> **Task prompt**: Up to and including the final line, please copy every line exactly, starting from the one that contains "Sucks to do" in the material below.

> **The data**:
PR #4058, opened 2025-12-31
Bumping version to: 3.0.15

Torxed:
I also added a `info()` to let users know why it's "hanging" after waiting for the wkd sync, as it wasn't totally clear that we were doing operations (that some times takes a lot of time if the connection is slow or there's a lot of mirrors).

### DIFF
--- a/archinstall/lib/mirrors.py
+++ b/archinstall/lib/mirrors.py
@@ -450,7 +450,7 @@ class MirrorListHandler:
 		# Local mirrors lack this data and can be modified manually before-hand
 		# Or reflector potentially ran already
 		if self._fetched_remote and speed_sort:
-			info("Sorting your selected mirror list based on the speed between you and the individual mirrors (this might take a while)")
+			info('Sorting your selected mirror list based on the speed between you and the individual mirrors (this might take a while)')
 			# Sort by speed descending (higher is better in bitrate form core.db download)
 			return sorted(region_list, key=lambda mirror: -mirror.speed)
 		# just return as-is without sorting?


h8d13:
Happy new year in advance friends :1st_place_medal: 

Was just wondering should we not include the Nvidia changes ?

Torxed:
> Happy new year in advance friends 🥇
> 
> Was just wondering should we not include the Nvidia changes ?

I have limited connectivity to test various changes, and I won't be able to test those enough before a reelease. And the next ISO is being generated tomorrow so I'd like to get a release in before that..

Unless the nvidia thing is a HUGE issue, if that's the case then maybe.. but i feel getting the current `master` out there as-is even, is a good idea.

Happy new year in advance as well! :D

h8d13:
I'm wondering if it's a critical when you pick proprietary in menu 

Can you extend a few hours I can do some testing and maybe @sigreturn can pitch in

Nevermind seems like there is a redirect of some kind

Torxed:
> I'm wondering if it's a critical when you pick proprietary in menu

Not sure I'm following. I believe fixing graphics drivers in general can be done post-install if needed, so it shouldn't be too critical.. if we're talking about users picking the wrong driver for the wrong hardware?

I think getting the boot loader fixes in, lvm fixes, mirror status fix (so we can get around the DDoS issues) are more important for instance :) And I sadly don't have hours, as this needs to be pushed in order for the mirrors to sync the packages before the ISO is being built (and it's new years soon, so I'll be AFK until 2:d) :)

If the nvidia thing is urgent, and a installation blocker - please point out what that is as I'm sure I might have missed something if that's the case :)

Ps. I appreciate your offer to help testing - but I also feel a responsibility to do testing myself before releasing so I know all the variations and combinations have been tested extensively.

h8d13:
No it's actually fine I thought that picking prop would just crash instant. But there is a redirect in place

Torxed:
Goodie :D Onwards and upwards with the release hehe.
Sucks to do this over a "56k connection", so it's already been delayed for 2 days :sweat:

h8d13:
Good luck with release notes this month: @h8d13 a lot...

> **Task output**:
Sucks to do this over a "56k connection", so it's already been delayed for 2 days :sweat:

h8d13:
Good luck with release notes this month: @h8d13 a lot...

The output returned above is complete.